Do governments and corporations have niche departments charged with inventing new, impressive names for jobs that sound humdrum in a boring, 20th century kind of way? Perhaps that sort of creative task is outsourced for agreeable fees to image consultants?
The exciting news for home helps — and the people who rely on them — is they’re now to be known as health care support assistants. The very disturbing news, however, is that our vital home-help service is to be restricted severely until the autumn, and possibly beyond, given that the Government is working on a “template” for what the service might look like by the year’s end.
It’s likely that this so-called template will feature a payment element for an essential service that’s currently — and rightly — free of charge. Our newly-titled health-care support assistants, and the people who might need their invaluable home help in the months to come, have sound grounds for curbing optimism that the problems that have brought the service to this perilous point will be solved speedily by this government.
The Taoiseach, Leo Varadkar, has told the Dáil that the Government was working on a “plan of action” that would “give people a guarantee of home help within four or five weeks”.

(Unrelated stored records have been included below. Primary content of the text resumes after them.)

PR #263, opened 2017-12-08
Perf improvement for catalog2dnx

cristinamanum:


src/Catalog/Persistence/Storage.cs
```diff
@@ -170,6 +170,18 @@ public Uri ResolveUri(string relativeUri)
...
+        /// <summary>
+        /// It will return true if there are changes between the source and destination.
+        /// </summary>
+        /// <param name="resourceUri">The uri for the file source.</param>
+        /// <param name="id">The id of the source.</param>
+        /// <param name="version">The version of the source.</param>
+        /// <returns></returns>
+        public virtual Task<bool> IsUpdateRequiredAsync(Uri resourceUri, string id, string version)
+        {
+            return Task<bool>.FromResult(true);
```
joelverhagen: Type parameter is not required.

src/Catalog/Persistence/AzureStorage.cs
```diff
@@ -283,5 +283,24 @@ public override Uri GetUri(string name)
         {
             return new Uri(_directory.Uri, name);
         }
+
+        public override async Task<bool> IsUpdateRequiredAsync(Uri resourceUri, string id, string version)
+        {
+            //the destination blob
+            var blobName = resourceUri.Segments.Last();
+            var blobRelativePath = $"{id}/{version}/{blobName}";
```
joelverhagen: This is leaking knowledge of the destination URL from `DnxMaker`. The URL create should be shared.

src/Catalog/Persistence/AzureStorage.cs
```diff
@@ -283,5 +283,24 @@ public override Uri GetUri(string name)
...
+            var destination = _directory.GetBlockBlobReference(blobRelativePath);
+            if (await destination.ExistsAsync())
+            {
+                await destination.FetchAttributesAsync();
```
joelverhagen: Do we really need `FetchAttributesAsync` if we just called `ExistsAsync`? They should both be possible with a single HTTP request.

src/Catalog/Dnx/DnxCatalogCollector.cs
```diff
@@ -41,13 +44,21 @@ public DnxCatalogCollector(Uri index, StorageFactory storageFactory, Func<HttpMe
...
                     {
-                        var requestUri = Utilities.GetNugetCacheBustingUri(new Uri(ContentBaseAddress, string.Format("{0}.{1}.nupkg", id, version)));
-                        using (Stream stream = await client.GetStreamAsync(requestUri))
+                        Uri sourceUri= new Uri(ContentBaseAddress, string.Format("{0}.{1}.nupkg", id, version));
+                        var requestUri = Utilities.GetNugetCacheBustingUri(sourceUri);
+                        if (await storage.IsUpdateRequiredAsync(sourceUri, id, version))
                         {
-                            await _dnxMaker.AddPackage(stream, nuspec, id, version, cancellationToken);
-                        }
+                            using (Stream stream = await client.GetStreamAsync(requestUri))
```
joelverhagen: `GetStreamAsync` should also determine `ExistsAsync` and the `Content-MD5` header. We don't need this many HTTP requests.

joelverhagen:
This needs unit/functional tests. Since this is a hotfix, that can wait but should be done after the hotfix is out... otherwise it will never happen.

src/Catalog/Persistence/AzureStorage.cs
```diff
@@ -124,7 +124,7 @@ private StorageListItem GetStorageListItem(IListBlobItem listBlobItem)
             CloudBlockBlob blob = _directory.GetBlockBlobReference(name);
             blob.Properties.ContentType = content.ContentType;
             blob.Properties.CacheControl = content.CacheControl;
-
+
```
scottbommarito: nit: pls remove excess whitespace

src/Catalog/Persistence/AzureStorage.cs
```diff
@@ -283,5 +283,24 @@ public override Uri GetUri(string name)
         {
             return new Uri(_directory.Uri, name);
         }
+
+        public override async Task<bool> IsUpdateRequiredAsync(Uri resourceUri, string id, string version)
```
scottbommarito: These APIs are meant to be a general purpose storage API--not specific to NuGet or packaging. `AzureStorage` should know nothing about `id`s or `version`s--it should just accept a `resourceUri`. Additionally, by adding package information to these calls, you get issues such as the one that @joelverhagen calls out below where we're duplicating code from `DnxMaker`.

I would suggest rewriting this method to take in just `resourceUri` and rewriting `DnxMaker` to construct the `resourceUri`.

src/Catalog/Persistence/Storage.cs
```diff
@@ -170,6 +170,18 @@ public Uri ResolveUri(string relativeUri)
...
         }
 
+        /// <summary>
+        /// It will return true if there are changes between the source and destination.
+        /// </summary>
+        /// <param name="resourceUri">The uri for the file source.</param>
+        /// <param name="id">The id of the source.</param>
+        /// <param name="version">The version of the source.</param>
+        /// <returns></returns>
+        public virtual Task<bool> IsUpdateRequiredAsync(Uri resourceUri, string id, string version)
```
scottbommarito: I'm not a fan of this method. It seems very specific to a Catalog2Dnx scenario and I'm not sure where else it would be used.

IMO we should make a method that returns the results of `FetchAttributesAsync` and then have the logic for comparing the hashes inside Catalog2Dnx. If we discover that logic is needed elsewhere, we can create some sort of helper/utility method, but I don't think comparing MD5 hashes belongs in this storage API.

src/Catalog/Persistence/Storage.cs
cristinamanum: Updated

src/Catalog/Persistence/AzureStorage.cs
cristinamanum: Updated

src/Catalog/Persistence/AzureStorage.cs
cristinamanum: Updated

src/Catalog/Dnx/DnxCatalogCollector.cs
cristinamanum: As we discussed offline I will add a task to track the reduction of the http requests. The current change will add one more in case that changes are required.

src/Catalog/Persistence/AzureStorage.cs
cristinamanum: Updated to use DnxMarker

src/Catalog/Persistence/AzureStorage.cs
cristinamanum: Updated.

src/Catalog/Dnx/DnxCatalogCollector.cs
cristinamanum: https://github.com/NuGet/Engineering/issues/1026

cristinamanum: Agree with the below.

src/Catalog/Persistence/AzureStorage.cs
```diff
@@ -283,5 +282,20 @@ public override Uri GetUri(string name)
         {
             return new Uri(_directory.Uri, name);
         }
+
+        public override async Task<bool> AreSyncronized(Uri sourceUri, Uri destinationUri)
+        {
+            var destination = new CloudBlockBlob(destinationUri);
```
joelverhagen: This assumes public blob right? I think you should be calling `GetBlockBlobReference` instead of the constructor. You can fix this easily-ish by accepting `sourceUri`'s `Storage` as a parameter.

src/Catalog/Persistence/AzureStorage.cs
```diff
@@ -283,5 +282,20 @@ public override Uri GetUri(string name)
...
+            if (await destination.ExistsAsync())
+            {
+                var source = new CloudBlockBlob(sourceUri);
+                if (await source.ExistsAsync())
+                {
+                    return !string.IsNullOrEmpty(source.Properties.ContentMD5) && source.Properties.ContentMD5 == destination.Properties.ContentMD5;
+                }
+                return true;
+            }
+            return false;
```
joelverhagen: If both don't exist, then they are synchronized right?

src/Catalog/Dnx/DnxCatalogCollector.cs
```diff
@@ -34,24 +36,33 @@ public DnxCatalogCollector(Uri index, StorageFactory storageFactory, Func<HttpMe
...
-                    string nuspec = await LoadNuspec(client, id, version, cancellationToken);
-                    if (nuspec != null)
+                    var sourceUri = new Uri(ContentBaseAddress, string.Format("{0}.{1}.nupkg", id, version));
+                    var destinationUri = destinationStorage.GetUri(DnxMaker.GetRelativeAddressNupkg(id, version));
+                    if (!await destinationStorage.AreSyncronized(sourceUri, destinationUri))
                     {
-                        var requestUri = Utilities.GetNugetCacheBustingUri(new Uri(ContentBaseAddress, string.Format("{0}.{1}.nupkg", id, version)));
-                        using (Stream stream = await client.GetStreamAsync(requestUri))
+                        // Add/update package
+                        string nuspec = await LoadNuspec(client, id, version, cancellationToken);
```
joelverhagen: Can we combine the `LoadNuspec` and `GetStreamAsync` download? If we save to a temp file on disk, then we should only need to download once.

src/Catalog/Persistence/Storage.cs
cristinamanum: Catalog2DNX needs to support multiple Storage types. Currently these are FiltSystem and Azure.
For this reason I think that the logic for deciding if the two resources are out of sync and the destination needs to be updated needs to stay at the Storage level. I updated the method name and signature.

src/Catalog/Persistence/AzureStorage.cs
cristinamanum: For destination we can do that. For source we cannot with the current design - Catalog2DNX works under the assumption that the source is public.

src/Catalog/Persistence/Storage.cs
```diff
@@ -170,6 +170,17 @@ public Uri ResolveUri(string relativeUri)
             return new Uri(BaseAddress, relativeUri);
         }
 
+        /// <summary>
+        /// It will return true if there are changes between the source and destination.
```
scottbommarito: Isn't it the opposite? The implementation above returns true if no changes and false if changes.

src/Catalog/Persistence/Storage.cs
```diff
@@ -170,6 +170,17 @@ public Uri ResolveUri(string relativeUri)
...
+        /// </summary>
+        /// <param name="sourceUri">The soource uri.</param>
+        /// <param name="destinationUri">The destination uri.</param>
+        /// <returns></returns>
+        public virtual Task<bool> AreSyncronized(Uri sourceUri, Uri destinationUri)
```
scottbommarito: `AreSyncronized` -> `AreSynchronized`

src/Catalog/Persistence/AzureStorage.cs
joelverhagen: Okay, sounds good.

src/Catalog/Persistence/AzureStorage.cs
```diff
@@ -283,5 +282,20 @@ public override Uri GetUri(string name)
         {
             return new Uri(_directory.Uri, name);
         }
+
+        public override async Task<bool> AreSyncronized(Uri sourceUri, Uri destinationUri)
+        {
+            var destination = new CloudBlockBlob(destinationUri);
+            if (await destination.ExistsAsync())
```
scottbommarito: You can write this in a way that unnests it a lot

```
var source = new CloudBlockBlob(sourceUri);
var destination = new CloudBlockBlob(destinationUri);

var sourceExists = await source.ExistsAsync();
if (!await destination.ExistsAsync())
{
    return !sourceExists;
}

return sourceExists && 
    !string.IsNullOrEmpty(source.Properties.ContentMD5) && 
    source.Properties.ContentMD5 == destination.Properties.ContentMD5;
```

src/Catalog/Persistence/Storage.cs
scottbommarito: Add this to `IStorage` as well.

src/Catalog/Persistence/Storage.cs
```diff
@@ -170,6 +170,17 @@ public Uri ResolveUri(string relativeUri)
...
+        {
+            return Task.FromResult(true);
```
scottbommarito: This should be false by default. Having this as true breaks Catalog2Dnx with `FileStorage` because it will always think that it doesn't need to save the file because it's synchronized.

src/Catalog/Persistence/AzureStorage.cs
```diff
@@ -283,5 +282,20 @@ public override Uri GetUri(string name)
         {
             return new Uri(_directory.Uri, name);
         }
+
+        public override async Task<bool> AreSyncronized(Uri sourceUri, Uri destinationUri)
```
scottbommarito: These aren't really a `sourceUri` and a `destinationUri`. For Catalog2Dnx, you're copying one to the other, but outside of that context, this method is identical regardless of which is which.

IMO something like `Uri firstResourceUri` and `Uri secondResourceUri` would make more sense.

scottbommarito:
We need strong unit tests on this. The V3 monitoring pipeline doesn't run on flat-container so not copying blobs could lead to some really cryptic bugs that are not monitored.

src/Catalog/Persistence/AzureStorage.cs
cristinamanum: Good catch - updated.

src/Catalog/Dnx/DnxCatalogCollector.cs
cristinamanum: This changes will introduce more risk that I propose to not take in this hotfix. I opened a task for future improvements. I added this suggestion to the task/issue.

src/Catalog/Persistence/AzureStorage.cs
cristinamanum: Updated with the suggested names.

src/Catalog/Persistence/Storage.cs
cristinamanum: Correct - updated.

That must be quite some plan, since that was what Mr Varadkar said in May 2018. Now, more than 12 months on, and with more than 6,000 people on the waiting list, the service is to be closed to new applicants until almost the end of the year, and the Health Service Executive warns that if the needs of those currently getting help change, and they require greater support, there can be no certainty that it will be given.

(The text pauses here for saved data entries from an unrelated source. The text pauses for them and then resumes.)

PR #266, opened 2018-02-06
Merge dev into master

joelverhagen:
This fixes:

- Search service treat versions as case sensitive strings (https://github.com/NuGet/NuGetGallery/issues/4583)
- Package with Turkish "i" collides with ASCII "i" in V2 search results (https://github.com/NuGet/Engineering/issues/958)

This will require an out-of-band deployment I will be driving:

1. Make copy old catalog2lucene on jobs machine
2. Use new db2lucene to generate a new index
    - Download the new Ng package from Octopus and extract it to C:\nuget\LuceneIndexCreation
    - Follow the standard index rebuild steps
    - The script uploads the new indexes (both primary and secondary) to blob storage
4. Deploy new catalog2lucene pointed at new index
    - This requires updating the catalog2lucene (both primary and secondary) configuration to point to the new index location
5. Run backed up catalog2lucene against old index location
    - Remember, both primary and secondary! This step should be done very quickly after the deployment of step 4 completes (during e2e tests).
6. Deploy new search pointed at new index
7. Wait 24 hours and deploy ussc
8. Wait 24 hours and turn off old catalog2lucene

### DIFF
--- a/src/NuGet.Indexing/DescriptionAnalyzer.cs
+++ b/src/NuGet.Indexing/DescriptionAnalyzer.cs
@@ -1,8 +1,8 @@
 ﻿// Copyright (c) .NET Foundation. All rights reserved.
 // Licensed under the Apache License, Version 2.0. See License.txt in the project root for license information.
-using Lucene.Net.Analysis;
-using System.Collections.Generic;
+
 using System.IO;
+using Lucene.Net.Analysis;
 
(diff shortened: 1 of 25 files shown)


joelverhagen:
I've verified the changes and deployment process on DEV.

joelverhagen:
🔔

PR #269, opened 2018-02-21
Add ITelemetryService and TelemetryHandler for logging HTTP request durations

joelverhagen:
Progress on https://github.com/NuGet/NuGetGallery/issues/5527.

Sorry about the huge size. This project does not have DI so passing things down requires a lot of constructor changes. Also, I removed dead code that would otherwise need to be changed. I figured removing dead code right now was better than changing it to match API changes.

I made the dead code removal its own commit.

This PR adds a HTTP message handler which emits the duration of an HTTP request as a AI metric. These metrics will tell us how long it takes to download the catalog index. I will follow up with another PR for how long it takes to deserialize the catalog index and how long it takes to write the catalog index.


src/Catalog/CollectorHttpClient.cs
```diff
@@ -93,6 +89,7 @@ public virtual Task<IGraph> GetGraphAsync(Uri address, bool readOnly, Cancellati
 
         public virtual Task<string> GetStringAsync(Uri address, CancellationToken token)
         {
+            var stopwatch = Stopwatch.StartNew();
```
loic-sharma: >var stopwatch = Stopwatch.StartNew(); [](start = 12, length = 37)

Looks unused.

joelverhagen: Yup, nice catch.

src/Catalog/CollectorBase.cs
```diff
@@ -12,17 +12,14 @@ namespace NuGet.Services.Metadata.Catalog
 {
     public abstract class CollectorBase
     {
+        private readonly ITelemetryService _telemetryService;
```
loic-sharma: >private [](start = 8, length = 7)

Talked to Joel offline, this will become protected later.

joelverhagen: Basically, this needs to be protected to be useful. In a follow-up PR I have done this.

joelverhagen: Fixed.

src/Catalog/CollectorHttpClient.cs
joelverhagen: Fixed.

src/Catalog/CollectorBase.cs
```diff
@@ -12,17 +12,14 @@ namespace NuGet.Services.Metadata.Catalog
...
 
-        public CollectorBase(Uri index, Func<HttpMessageHandler> handlerFunc = null)
+        public CollectorBase(Uri index, ITelemetryService telemetryService, Func<HttpMessageHandler> handlerFunc = null)
         {
-            if (index == null)
-            {
-                throw new ArgumentNullException(nameof(index));
-            }
-
+            _telemetryService = telemetryService;
```
skofman1: null check

src/Catalog/TelemetryHandler.cs
```diff
@@ -0,0 +1,36 @@
...
+
+namespace NuGet.Services.Metadata.Catalog
+{
+    public class TelemetryHandler : DelegatingHandler
+    {
+        private readonly ITelemetryService _telemetryService;
+
+        public TelemetryHandler(ITelemetryService telemetryService, HttpMessageHandler innerHandler) : base(innerHandler)
+        {
+            _telemetryService = telemetryService;
```
skofman1: null check

src/Catalog/CollectorBase.cs
joelverhagen: Fixed.

src/Catalog/TelemetryHandler.cs
joelverhagen: Fixed.

PR #270, opened 2018-02-22
Add TrackCatalogIndexReadDuration and TrackCatalogIndexWriteDuration

joelverhagen:
Progress on https://github.com/NuGet/NuGetGallery/issues/5527

Depends on https://github.com/NuGet/NuGet.Services.Metadata/pull/269.


src/Ng/Program.cs
```diff
@@ -47,6 +46,14 @@ public static void Main(string[] args)
                 ServicePointManager.SecurityProtocol &= ~SecurityProtocolType.Ssl3;
                 ServicePointManager.SecurityProtocol |= SecurityProtocolType.Tls12;
 
+                // Determine the job name
+                if (args.Length == 0)
+                {
+                    throw new ArgumentException("Missing tool specification");
```
loic-sharma: >tool specification [](start = 57, length = 18)

Maybe this would be an better error message: "Missing job name argument"?

src/Ng/Program.cs
```diff
@@ -59,17 +66,10 @@ public static void Main(string[] args)
...
-                if (args.Length == 0)
-                {
-                    throw new ArgumentException("Missing tool specification");
-                }
 
                 // Create an ITelemetryService
                 var telemetryService = new TelemetryService(new TelemetryClient());
 
-                var jobName = args[0];
-                LogContext.PushProperty("JobName", jobName);
```
loic-sharma: >LogContext [](start = 16, length = 10)

Why was this removed? Does it not work?

joelverhagen: Yes, it works, but only on traces. I added a more general solution for all AI events.

src/Ng/Program.cs
joelverhagen: Sure

joelverhagen: Fixed.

The immediate impact will be on hospitals. We can expect to see an increase in delayed discharges and, yet again, more patients on trolleys in hospital corridors.
In a predictable response, the Government and the HSE point repeatedly to the increased funding the service has had, but it’s clear the increase has been insufficient to meet both the rising demand that comes with an ageing population and the cost of new contract terms (helpers will be paid for the time it takes them to travel to homes).
We, as a society, and the Government, in the way it chooses to raise money and spend it, have to accept that the requirement for home care is an unavoidable consequence of unalterable demographic changes, that it’s
a vital social and health service that keeps people in their communities for as long as possible, and that it has been, and continues to be, under-funded. Failing to face these facts will simply shift the problem — and the costs — back to the acute health services.